GRAND RAPIDS — Kootasca Community Action hosts author and historian Aaron Brown as part of its Big View Community Engagement series at 6 p.m. Wednesday, Nov. 29.
Brown joined Heidi Holtan and Jennifer Barr on the KAXE Morning Show to give a preview of his talk, “Race, Justice, and the Immigrant Story of the Iron Range.” Listen to the full conversation above.
He also wrote about the topic at his blog, minnesotabrown.com. Here's what he wrote.
In almost eight years of research, writing and editing on my current book, I’ve learned a few things. One is that our views of history are shaped by our preexisting knowledge of how it turns out. We become enamored with alternate outcomes or unusual events that seem to have shaped fate. However, the people of the time were slogging through a lot of uncertainty, just like us now.
Another lesson is that it is always tempting to place contemporary views and expectations onto historical people and events. Nowhere is this more evident than in discussions of race, justice and the power structure at the core of American history. There were debates about these things in history, but they were debates built upon understandings of their time, not our time.
The fact is that racism at minimum, and frankly a wide variety of prejudices, were deeply embedded in both American culture and American political institutions. When you read every edition of a daily newspaper between 1913 and 1926, as I have, you cannot avoid this conclusion. The modern question is whether you think this fundamental influence of institutional racism is still here today, whether it’s better, or whether you think somehow that it’s all gone away.
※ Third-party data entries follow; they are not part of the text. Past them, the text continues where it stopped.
PR #1149, opened 2018-02-08
[FIX] html_text: Do not test the specific exception

yajo:
Mostly the same as #1148 

Newer versions of LXML raise different exceptions.

It doesn't matter, as long as there's an exception, so we move to less explicit tests.

Besides, I mute the logger to avoid expected failure error logging.

@Tecnativa

### DIFF
--- a/html_text/tests/test_extractor.py
+++ b/html_text/tests/test_extractor.py
@@ -53,10 +53,3 @@ class ExtractorCase(TransactionCase):
         self.assertEqual(self.text_from_html(False), "")
         with self.assertRaises(Exception):
             self.text_from_html(False, fail=True)
-
-    @mute_logger("openerp.addons.html_text.models.ir_fields_converter")
-    def test_bad_html(self):
-        """Bad HTML handled correctly."""
-        self.assertEqual(self.text_from_html("<<bad>"), "")
-        with self.assertRaises(Exception):
-            self.text_from_html("<<bad>", fail=True)
--- a/html_text/tests/test_extractor.py
+++ b/html_text/tests/test_extractor.py
@@ -2,8 +2,8 @@
 # © 2016 Grupo ESOC Ingeniería de Servicios, S.L.U. - Jairo Llopis
 # License AGPL-3.0 or later (http://www.gnu.org/licenses/agpl.html).
 
-from lxml import etree
 from openerp.tests.common import TransactionCase
+from openerp.tools import mute_logger
 
 
 class ExtractorCase(TransactionCase):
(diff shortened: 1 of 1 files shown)


html_text/tests/test_extractor.py
```diff
@@ -40,20 +40,16 @@ def test_excerpts(self):
...
 
+    @mute_logger("openerp.addons.html_text.models.ir_fields_converter")
     def test_false_html(self):
         """``False`` HTML handled correctly."""
         self.assertEqual(self.text_from_html(False), "")
-        with self.assertRaises(TypeError):
+        with self.assertRaises(Exception):
             self.text_from_html(False, fail=True)
-
-    def test_bad_html(self):
```
pedrobaeza, line 55: Why removing this test?

yajo: Because on newer LXML versions, that code is considered "good" HTML (remember that those rules are less strict than XML ones) and thus it doesn't raise an error.

pedrobaeza: But isn't better to provide a bad HTML?

yajo: I guess yes, but not sure on what is now considered bad exactly... I opted for this quicker solution.

pedrobaeza: Well, we are reducing test scope. For sure multiple unclosed tags will be considered illegal.

yajo: Nope, it seems now it eats anything:

```py
>>> html.fromstring("<<bad></p><a=neneeñ/>").xpath("//text()")
['<']
>>> html.fromstring("<<bad></p><a=neneeñ<ñ>/>").xpath("//text()")
['<', '/>']
>>> html.fromstring("<<bad></p><a=neneeñ<ñ>/>{}&al").xpath("//text()")
['<', '/>{}&al']
>>> html.fromstring("<<bad></p><a=neneeñ<ñ>/>{}&al;").xpath("//text()")
['<', '/>{}&al;']
>>> html.fromstring("<<bad></p><a=neneeñ<ñ>/>{}&x00185;").xpath("//text()")
['<', '/>{}&x00185;']
>>> html.fromstring("<<bad></p><a=neneeñ<ñ>/>{}&nbsp;").xpath("//text()")
['<', '/>{}\xa0']
```

It's a good thing, since HTML parsing should never raise exceptions, but then yes, we have to reduce the test scope now

pedrobaeza: OK, let's accept that

pedrobaeza (approved):
Fast-tracking this

PR #1152, opened 2018-02-12
[ADD] mass editing support for v11

ronozoro:


pedrobaeza:
There's already another migration in https://github.com/OCA/server-ux/pull/5. Please review that one instead.

PR #1153, opened 2018-02-14
[MIG] Date Range

open-net-sarl:
Remove useless encoding definition
Fixed tests by removing Unicode cast in wizard/date_range_generator.py at line 45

Given the extreme racism of our great-grandparents generation, it’s hard to imagine all of it just evaporating. In my view, various forms of racism remain a malignant presence in our society. Again, it’s hard to avoid the evidence.
So where do we place early 20th century immigrants in this historical understanding? They had nothing to do with slavery, for instance. That was another fascinating discovery in my research. Iron Range immigrant workers from Italy, Croatia, Finland and Norway arrived to American in the early 1900s largely disengaged with discussions of race. They had prejudices, even some sectarian, religious or political hatred, but the notion of “black” and “white” was literally a foreign concept to them. Black people were a curiosity to them, but so were the rich white Americans with their fancy clothing and strange habits.
Given the extreme racism of our great-grandparents generation, it’s hard to imagine all of it just evaporating. In my view, various forms of racism remain a malignant presence in our society. Again, it’s hard to avoid the evidence.
Even though these immigrants weren’t concerned with race at first, they nevertheless immediately faced evaluations determining whether they themselves were “black” or “white.” This did affect them, enough that their views on race suddenly became meshed with their strong desire to achieve the status and prosperity of the big shots — the foremen, merchants, doctors and policemen — who now controlled their lives.
Like the mid 19th century Irish immigrants of New York, Iron Range immigrants also feared the economic effects of free Blacks on their jobs. Mining companies openly threatened importing “negro” labor and did so to secure compliance from their workers. All were subject to the same sorts of race propaganda that had become so common elsewhere in America..
When we talk about race and racism in America today, we’re really talking about political and cultural power.